Session 4: Local presentations
Professor Rose Leke and Dr. Roger Moyou each gave presentations on various aspects of malaria in Cameroon.
Rakotondrabe Faraniaina Patricia, a student at the University of Yaounde, presented her work.
Robert Leke and Barthelemy Kuate-Defo, presented the results of their work on maternal care in Yaounde.
Khama O. Rogo, Davidson R. Gwatkin , John F. May , A. Edward Elmendorf, Manju Rani, and Agnes Soucat: Health, Nutrition, and Population Equity and Outcomes in Sub-Saharan Africa: Implications for HNP Strategies and Engagement of African Researchers.
The authors reviewed differences in health, nutrition, and population (HNP) outcomes, levels and trends, in different poor-rich quintiles from secondary analysis of Demographic and Health Survey (DHS) and other household data sets. The analysis was based on an asset index. Data under three HNP indicators (antenatal care, skilled attendance at delivery, and infant mortality) were explored. Regional comparisons of Africa, South Asia, and Latin America are complemented by inter-country analysis of 22 African countries. The paper then showed how newly available data sets may be used in the analysis of health equity and outcomes, at the country level, with case studies of Kenya and Burkina Faso.
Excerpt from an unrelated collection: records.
PR #14616, opened 2023-09-07
Add SixtyFourBitRegister class

hernanmd:
This PR introduces several changes to enhance the existing register implementation in the project:

### New Class: SixtyFourBitRegister
   
I've introduced a new class named SixtyFourBitRegister to support 64-bit registers. This new class is implemented similarly to the existing ThirtyTwoBitRegister class, allowing us to work with 64-bit values.

### Tests

Added comprehensive test coverage for both 32-bit and 64-bit registers. This includes tests for arithmetic operations, bitwise operations, value loading, rotation, and byte access, ensuring the correctness of these registers.

### Refactoring: FixedBitWidthRegister Superclass

To eliminate code duplication and improve maintainability, I've refactored common behavior into a new superclass called FixedBitWidthRegister. Both ThirtyTwoBitRegister and SixtyFourBitRegister now inherit from this superclass.

### Changes Made

- Introduced SixtyFourBitRegister class.
- Added test methods for SixtyFourBitRegister covering various operations.
- Refactored common behavior into the FixedBitWidthRegister superclass.
- Updated existing ThirtyTwoBitRegister tests to align with the changes and added additional tests for completeness.


jecisc:
osx-64 / Tests-osx-64 / testTestCasesEndsWithTestOrTestCase – MacOSX64.ReleaseTests.Release.ReleaseTest<1s
Error

A test class (subclass of TestCase) should have it's name ending with 'Test' or 'TestCase' Violations:  - BitRegisterTestSuite

hernanmd:
Updated

tesonep:
- Why they are not implemented with classes of WordLayout and DoubleWordLayout?
- Why using the two variables implementation, when we can store the value on the objects?
- Why not using the endianness of the machine, the generation of bigendian can be used when generating the bytearray representation.

tesonep (changes requested):
Why they are not implemented with classes of WordLayout and DoubleWordLayout?
Why using the two variables implementation, when we can store the value on the objects?
Why not using the endianness of the machine, the generation of bigendian can be used when generating the bytearray representation.

hernanmd:
> 

I tried using just a value, but partitioning the register seems to be faster so far:

```smalltalk
[ (SixtyFourBitRegister new
	loadFrom: #[18 52 86 120 154 188 222 240]
	 at: 1) asInteger ] bench.  
"22,572,466 iterations in 5 seconds 3 milliseconds. 4511786.128 per second"
"22,634,376 iterations in 5 seconds 1 millisecond. 4525970.006 per second"

[ (SixtyFourBitRegisterValue new
	loadFrom: #[18 52 86 120 154 188 222 240]
	 at: 1) asInteger ] bench.   
"15,834,692 iterations in 5 seconds 1 millisecond. 3166305.139 per second"
"15,727,297 iterations in 5 seconds 1 millisecond. 3144830.434 per second"
``` 

I will keep checking the implementation and let you know

hernanmd:
@tesonep here I attached an alternative implementation which does not use the partitioning into hi and low of the register bytes (if I understood your idea correctly).

Here in the benchmarks I ran most operations tend to be slower but you may check it out.

[BitRegisterValueTest.txt](https://github.com/pharo-project/pharo/files/12561826/BitRegisterValueTest.txt)
[SixtyFourBitRegisterValue.txt](https://github.com/pharo-project/pharo/files/12561820/SixtyFourBitRegisterValue.txt)

tesonep (approved):
Ok, let's integrate this version and then we can make a more performant with the required primitives exposed by the VM

hernanmd:
> Ok, let's integrate this version and then we can make a more performant with the required primitives exposed by the VM

Cool thanks!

The paper discussed new international initiatives for health equity and the use of the Millennium Development Goals adopted by the United Nations as a framework for the strategic options of the World Bank for its work on health, nutrition and population in Africa. It finds that strengthening African health researchers, and engaging them increasingly effectively in the analysis of newly available household data sets, is a key to further analysis and policy work on health equity in Africa. In addition, the paper raised the critical issue of the value of the findings in initiating action to address health equities and adverse outcomes in the developing world. In this specific regard, is there value in addressing the gaps and how can donors, governments and health providers join forces to ensure that resources meant for the poor, reach the poor?